PCOS is the most common endocrine disorder found in reproductive-age women, and is a major cause of infertility and type 2 diabetes.
The source of the disease is still not known to people and is detected on the basis of several clinical criteria that are controversial and likely to be less accurate.
As part of the study, the researchers performed a meta-analysis of seven whole-genome association studies comprising over 10,000 women with PCOS and 100,000 controls of European ancestry.
Those studies saw 2,540 patients using the National Institutes of Health criteria, 2,669 patients using the Rotterdam criteria, while 5,184 self-reported cases provided by a personal genetics company 23andMe.
Following the sampling, researchers detected 14 gene variants related to PCOS, including three which were identified for the first time.
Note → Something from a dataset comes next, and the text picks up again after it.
PR #1768, opened 2024-07-27
fix(java): Fix memory leak in `StructSerializer.xread()` caused by re-pushing instead of popping `GenericType`.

The newly discovered genetic variants are probably linked to both metabolic and reproductive features of PCOS, said the research.
In addition, the researchers found new evidence into the biology of PCOS.
Researchers from the US’ Icahn School of Medicine at Mount Sinai are also involved in the study, which is expected to help develop new therapies for PCOS.
Icahn School of Medicine at Mount Sinai Hilda and J. Lester Gabrilove Division of Endocrinology, Diabetes, and Bone Disease chief Andrea Dunaif said: “One of our most important findings is simply that all the fighting that goes on in the field over which diagnostic criteria to use is unnecessary.
“We can be pretty broad in our diagnosis with the criteria we have and be assured we are going to find the same genetic forms of PCOS.”
Apart from Icahn School of Medicine at Mount Sinai, around 50 institutions from across the globe are involved in the consortium, which received funding from the US National Institutes of Health, European Union’s Horizon 2020 research and innovation programme and others.